Could you write out the data that follows, exactly and in full?

[[ Extracted information open ]]

PR #3787, opened 2024-01-10
Fix serialization of `pseudonymize` operator

jachris:
This bug was caused by `configuration::seed_bytes` being computed by the operator constructor, while at the same time, it was not listed in the `inspect()` implementation. Hence, serializing this operator made the seed all-zero.


dominiklohmann (approved):
Whoops 🙈

PR #3788, opened 2024-01-10
Display failing pipeline diagnostics in `/serve`

dominiklohmann:
Fixes tenzir/issues#1099

This changes `/serve` to show pipeline diagnostics when the pipeline is no longer available instead of a generic error. To make this possible I had to change the routing of down messages between execution nodes and the pipeline executor, and also very slightly change how diagnostics are emitted.


libtenzir/src/error.cpp
```diff
@@ -95,10 +98,28 @@ std::string render(caf::error err) {
...
       render_default_ctx(oss, err.context());
       break;
-    case caf::type_id_v<tenzir::ec>:
-      oss << to_string(static_cast<tenzir::ec>(err.code()));
-      render_default_ctx(oss, err.context());
+    case caf::type_id_v<tenzir::ec>: {
+      const auto code = static_cast<tenzir::ec>(err.code());
+      if (code == ec::diagnostic) {
+        auto printer = make_diagnostic_printer("<unknown>", "<unknown>",
+                                               color_diagnostics::yes, oss);
```
jachris, line 105: This means that errors with location information cannot be printed (you might even run into assertions in the diagnostic printer, which assumes that all locations are valid). We will probably change how locations are associated with files and sources in the future, but we have to do something here now.

dominiklohmann: Can I just use a 0:0 location?

libtenzir/include/tenzir/diagnostics.hpp
```diff
@@ -32,6 +33,20 @@
 
 namespace tenzir {
 
+namespace {
+
+auto trim_and_truncate(std::string& str) {
```
jachris, line 38: You probably want to make this `inline` instead of `static`.

libtenzir/src/error.cpp
jachris: You mean you want to patch all locations in the embedded diagnostic?

dominiklohmann: I'm afraid I don't understand the argument passed to this function correctly then. Is it the entire pipeline?

jachris: We solved this (for now) by making adding an option in the printer to not print any location information. This is not the optimal solution at all, and we shall improve this in in the future when we change how locations work.

jachris (approved):

PR #3789, opened 2024-01-10
Add an additional control flow for unspecified msgpack types in the fluent-bit plugin

Dakostu:
This change fixes a warning during building by adding a more explicit edge case handling for unknown MsgPack types in the `fluent-bit` plugin.

### DIFF
--- a/plugins/fluent-bit/src/plugin.cpp
+++ b/plugins/fluent-bit/src/plugin.cpp
@@ -22,8 +22,12 @@
 
 #include <cstring>
 #include <queue>
+#include <stdexcept>
 
 #include <fluent-bit/fluent-bit-minimal.h>
+
+// Tag type for when we are retrieving MsgPack objects with an unknown type.
+struct unknown_msgpack_type {};
 
 template <>
 struct fmt::formatter<msgpack_object_type> : fmt::formatter<std::string_view> {
@@ -131,6 +135,7 @@ auto visit(auto f, const msgpack_object& object) {
     case MSGPACK_OBJECT_EXT:
       return f(object.via.ext);
   }
+  return f(unknown_msgpack_type{});
 }
 
 /// RAII-style wrapper around `msgpack_unpack`.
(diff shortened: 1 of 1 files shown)


plugins/fluent-bit/src/plugin.cpp
```diff
@@ -130,6 +130,8 @@ auto visit(auto f, const msgpack_object& object) {
       return f(to_bin(object));
     case MSGPACK_OBJECT_EXT:
       return f(object.via.ext);
+    default:
+      return f(ec::unspecified);
```
eliaskosunen, line 134: Having a `default:` label here, instead of having this outside the `switch`, has the effect that the compiler won't warn about any potentially missing enumerators. This enum isn't probably going to get new enumerators any time soon, but that's something to consider.

eliaskosunen (approved):

plugins/fluent-bit/src/plugin.cpp
```diff
@@ -131,6 +131,7 @@ auto visit(auto f, const msgpack_object& object) {
     case MSGPACK_OBJECT_EXT:
       return f(object.via.ext);
   }
+  return f(ec::unspecified);
```
mavam, line 134: Why are dispatching to a CAF error code? There's no CAF at all nearby.

Dakostu: We're dispatching `tenzir::ec` values as to catch them in upstream methods that call `msgpack::visit()`, such as `add()` (pretty much the only method that calls `msgpack::visit()` anyway).

Would you prefer a semantically cleaner type, such as `std::monostate`?

mavam: I don't want to bikeshed on this too much, but anything that smells like an error structure from `std*` would feel more natural.

Dakostu: I replaced the error type with an `std::runtime_error`.

Dakostu: Basically, yes, a non-`msgPack` tag type.

Is there one you'd recommend?

Dakostu: I implemented `unknown_msgpack_type`.

PR #3790, opened 2024-01-10
Fix `export --live` and introduce `metrics`

dominiklohmann:
The `metrics [--live]` source operator is a short-hand notation for accessing all metrics events via `export --internal`.

Additionally, this PR fixes `export --live`, which was broken in many ways.

### DIFF
--- a/changelog/next/features/3790--metrics-operator.md
+++ b/changelog/next/features/3790--metrics-operator.md
@@ -1,0 +1,3 @@
+The `metrics` operator returns internal metrics events generated in a Tenzir
+node. Use `metrics --live` to get a feed of metrics as they are being generated
+instead of past metrics.
--- a/changelog/next/features/3790--metrics-operator.md
+++ b/changelog/next/features/3790--metrics-operator.md
@@ -1,3 +1,2 @@
 The `metrics` operator returns internal metrics events generated in a Tenzir
-node. Use `metrics --live` to get a feed of metrics as they are being generated
-instead of past metrics.
+node. Use `metrics --live` to get a feed of metrics as they are being generated.
--- a/libtenzir/builtins/operators/export.cpp
+++ b/libtenzir/builtins/operators/export.cpp
@@ -23,8 +23,6 @@
 #include <tenzir/uuid.hpp>
 
 #include <arrow/type.h>
-#include <caf/attach_stream_sink.hpp>
-#include <caf/attach_stream_source.hpp>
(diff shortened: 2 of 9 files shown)


changelog/next/features/3790--metrics-operator.md
```diff
@@ -0,0 +1,3 @@
+The `metrics` operator returns internal metrics events generated in a Tenzir
+node. Use `metrics --live` to get a feed of metrics as they are being generated
+instead of past metrics.
```
mavam, line 3:
```suggestion
node. Use `metrics --live` to get a feed of metrics as they are being generated.
```

libtenzir/builtins/operators/metrics.cpp
```diff
@@ -0,0 +1,51 @@
+//    _   _____   __________
+//   | | / / _ | / __/_  __/     Visibility
+//   | |/ / __ |_\ \  / /          Across
+//   |___/_/ |_/___/ /_/       Space and Time
+//
+// SPDX-FileCopyrightText: (c) 2023 The Tenzir Contributors
```
mavam, line 6:
```suggestion
// SPDX-FileCopyrightText: (c) 2024 The Tenzir Contributors
```

libtenzir/builtins/operators/export.cpp
```diff
@@ -37,45 +35,36 @@
...
-               })
-        .inbound_slot();
+    [self](table_slice slice) {
+      auto filtered = filter(std::move(slice), self->state.expr);
+      if (not filtered)
+        return;
+      if (self->state.rp.pending()) {
+        self->state.rp.deliver(std::move(*filtered));
+      } else {
+        self->state.buffer.push(std::move(*filtered));
```
tobim, line 61: I think we need to limit the buffer size here. Otherwise we're going to get memory issues when the downstream operator isn't pulling from the `export --live`.

tobim: In principle it depends on how much is available. If we had topics with bounded buffers it would already be solvable dynamically at the pipeline definition level, but for now I'd say even 100K events should be enough, and be less of a burden for small deployments.

dominiklohmann: We agreed in a call to use a higher buffer size. I chose 4Mi for now, which is also our partition size.

tobim (approved):
:pray:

[[ Extracted information closed ]]

Expected output
PR #3787, opened 2024-01-10
Fix serialization of `pseudonymize` operator

jachris:
This bug was caused by `configuration::seed_bytes` being computed by the operator constructor, while at the same time, it was not listed in the `inspect()` implementation. Hence, serializing this operator made the seed all-zero.


dominiklohmann (approved):
Whoops 🙈

PR #3788, opened 2024-01-10
Display failing pipeline diagnostics in `/serve`

dominiklohmann:
Fixes tenzir/issues#1099

This changes `/serve` to show pipeline diagnostics when the pipeline is no longer available instead of a generic error. To make this possible I had to change the routing of down messages between execution nodes and the pipeline executor, and also very slightly change how diagnostics are emitted.


libtenzir/src/error.cpp
```diff
@@ -95,10 +98,28 @@ std::string render(caf::error err) {
...
       render_default_ctx(oss, err.context());
       break;
-    case caf::type_id_v<tenzir::ec>:
-      oss << to_string(static_cast<tenzir::ec>(err.code()));
-      render_default_ctx(oss, err.context());
+    case caf::type_id_v<tenzir::ec>: {
+      const auto code = static_cast<tenzir::ec>(err.code());
+      if (code == ec::diagnostic) {
+        auto printer = make_diagnostic_printer("<unknown>", "<unknown>",
+                                               color_diagnostics::yes, oss);
```
jachris, line 105: This means that errors with location information cannot be printed (you might even run into assertions in the diagnostic printer, which assumes that all locations are valid). We will probably change how locations are associated with files and sources in the future, but we have to do something here now.

dominiklohmann: Can I just use a 0:0 location?

libtenzir/include/tenzir/diagnostics.hpp
```diff
@@ -32,6 +33,20 @@
 
 namespace tenzir {
 
+namespace {
+
+auto trim_and_truncate(std::string& str) {
```
jachris, line 38: You probably want to make this `inline` instead of `static`.

libtenzir/src/error.cpp
jachris: You mean you want to patch all locations in the embedded diagnostic?

dominiklohmann: I'm afraid I don't understand the argument passed to this function correctly then. Is it the entire pipeline?

jachris: We solved this (for now) by making adding an option in the printer to not print any location information. This is not the optimal solution at all, and we shall improve this in in the future when we change how locations work.

jachris (approved):

PR #3789, opened 2024-01-10
Add an additional control flow for unspecified msgpack types in the fluent-bit plugin

Dakostu:
This change fixes a warning during building by adding a more explicit edge case handling for unknown MsgPack types in the `fluent-bit` plugin.

### DIFF
--- a/plugins/fluent-bit/src/plugin.cpp
+++ b/plugins/fluent-bit/src/plugin.cpp
@@ -22,8 +22,12 @@
 
 #include <cstring>
 #include <queue>
+#include <stdexcept>
 
 #include <fluent-bit/fluent-bit-minimal.h>
+
+// Tag type for when we are retrieving MsgPack objects with an unknown type.
+struct unknown_msgpack_type {};
 
 template <>
 struct fmt::formatter<msgpack_object_type> : fmt::formatter<std::string_view> {
@@ -131,6 +135,7 @@ auto visit(auto f, const msgpack_object& object) {
     case MSGPACK_OBJECT_EXT:
       return f(object.via.ext);
   }
+  return f(unknown_msgpack_type{});
 }
 
 /// RAII-style wrapper around `msgpack_unpack`.
(diff shortened: 1 of 1 files shown)


plugins/fluent-bit/src/plugin.cpp
```diff
@@ -130,6 +130,8 @@ auto visit(auto f, const msgpack_object& object) {
       return f(to_bin(object));
     case MSGPACK_OBJECT_EXT:
       return f(object.via.ext);
+    default:
+      return f(ec::unspecified);
```
eliaskosunen, line 134: Having a `default:` label here, instead of having this outside the `switch`, has the effect that the compiler won't warn about any potentially missing enumerators. This enum isn't probably going to get new enumerators any time soon, but that's something to consider.

eliaskosunen (approved):

plugins/fluent-bit/src/plugin.cpp
```diff
@@ -131,6 +131,7 @@ auto visit(auto f, const msgpack_object& object) {
     case MSGPACK_OBJECT_EXT:
       return f(object.via.ext);
   }
+  return f(ec::unspecified);
```
mavam, line 134: Why are dispatching to a CAF error code? There's no CAF at all nearby.

Dakostu: We're dispatching `tenzir::ec` values as to catch them in upstream methods that call `msgpack::visit()`, such as `add()` (pretty much the only method that calls `msgpack::visit()` anyway).

Would you prefer a semantically cleaner type, such as `std::monostate`?

mavam: I don't want to bikeshed on this too much, but anything that smells like an error structure from `std*` would feel more natural.

Dakostu: I replaced the error type with an `std::runtime_error`.

Dakostu: Basically, yes, a non-`msgPack` tag type.

Is there one you'd recommend?

Dakostu: I implemented `unknown_msgpack_type`.

PR #3790, opened 2024-01-10
Fix `export --live` and introduce `metrics`

dominiklohmann:
The `metrics [--live]` source operator is a short-hand notation for accessing all metrics events via `export --internal`.

Additionally, this PR fixes `export --live`, which was broken in many ways.

### DIFF
--- a/changelog/next/features/3790--metrics-operator.md
+++ b/changelog/next/features/3790--metrics-operator.md
@@ -1,0 +1,3 @@
+The `metrics` operator returns internal metrics events generated in a Tenzir
+node. Use `metrics --live` to get a feed of metrics as they are being generated
+instead of past metrics.
--- a/changelog/next/features/3790--metrics-operator.md
+++ b/changelog/next/features/3790--metrics-operator.md
@@ -1,3 +1,2 @@
 The `metrics` operator returns internal metrics events generated in a Tenzir
-node. Use `metrics --live` to get a feed of metrics as they are being generated
-instead of past metrics.
+node. Use `metrics --live` to get a feed of metrics as they are being generated.
--- a/libtenzir/builtins/operators/export.cpp
+++ b/libtenzir/builtins/operators/export.cpp
@@ -23,8 +23,6 @@
 #include <tenzir/uuid.hpp>
 
 #include <arrow/type.h>
-#include <caf/attach_stream_sink.hpp>
-#include <caf/attach_stream_source.hpp>
(diff shortened: 2 of 9 files shown)


changelog/next/features/3790--metrics-operator.md
```diff
@@ -0,0 +1,3 @@
+The `metrics` operator returns internal metrics events generated in a Tenzir
+node. Use `metrics --live` to get a feed of metrics as they are being generated
+instead of past metrics.
```
mavam, line 3:
```suggestion
node. Use `metrics --live` to get a feed of metrics as they are being generated.
```

libtenzir/builtins/operators/metrics.cpp
```diff
@@ -0,0 +1,51 @@
+//    _   _____   __________
+//   | | / / _ | / __/_  __/     Visibility
+//   | |/ / __ |_\ \  / /          Across
+//   |___/_/ |_/___/ /_/       Space and Time
+//
+// SPDX-FileCopyrightText: (c) 2023 The Tenzir Contributors
```
mavam, line 6:
```suggestion
// SPDX-FileCopyrightText: (c) 2024 The Tenzir Contributors
```

libtenzir/builtins/operators/export.cpp
```diff
@@ -37,45 +35,36 @@
...
-               })
-        .inbound_slot();
+    [self](table_slice slice) {
+      auto filtered = filter(std::move(slice), self->state.expr);
+      if (not filtered)
+        return;
+      if (self->state.rp.pending()) {
+        self->state.rp.deliver(std::move(*filtered));
+      } else {
+        self->state.buffer.push(std::move(*filtered));
```
tobim, line 61: I think we need to limit the buffer size here. Otherwise we're going to get memory issues when the downstream operator isn't pulling from the `export --live`.

tobim: In principle it depends on how much is available. If we had topics with bounded buffers it would already be solvable dynamically at the pipeline definition level, but for now I'd say even 100K events should be enough, and be less of a burden for small deployments.

dominiklohmann: We agreed in a call to use a higher buffer size. I chose 4Mi for now, which is also our partition size.

tobim (approved):
:pray:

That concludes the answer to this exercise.